People get hurt. Then, they call me. Sometimes they give me a few facts and ask if they can handle the case by themselves without an attorney. I tell them they always have the option to represent themselves. Just because they can, though, doesn’t mean that they should.
Some cases are small and very simple. Maybe they can adequately represent themselves in that kind of case. In Florida, for example, cases worth $5,000 or less can be handled in small claims court, and judges over those cases frown upon lawyers being involved.
For anything larger, it’s likely that injured people will be over their heads very fast and that the insurance companies will take serious advantage of them. In serious cases, the likelihood of one successfully representing himself is seriously diminished. Why? Because so many tasks are involved in a personal injury or wrongful death case, and usually the injured people have no training in any of the significant tasks.
When I say “tasks,” I’m talking about calculating and proving the value of the case, assembling a persuasive negotiating package to the insurance company, finding and consulting with expert witnesses and asking them the right questions, and filing a suit. Then, there will be subsequent motions to contend with in court. They will have to either be filed or defended.

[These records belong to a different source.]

PR #4940, opened 2020-02-20
Zip Builder support for dependencies through subspecs

paulb777:
With these changes, it's now possible to build FirebaseUI with the ZipBuilder

### DIFF
--- a/ZipBuilder/Sources/ZipBuilder/CocoaPodUtils.swift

Next comes the discovery process in which one party submits detailed questions to the other party to be answered under oath. And the parties also send written and very formal requests for production of documents. How to answer these discovery documents and when to object to them is something usually not within the expertise of a person who has been hurt.
Finally, if negotiations, usually in a formal mediation environment, are unsuccessful, one will end up trying the case and maybe appealing it. Yes, a person has a right to represent himself, but, considering the tasks involved, the better question is should he or she?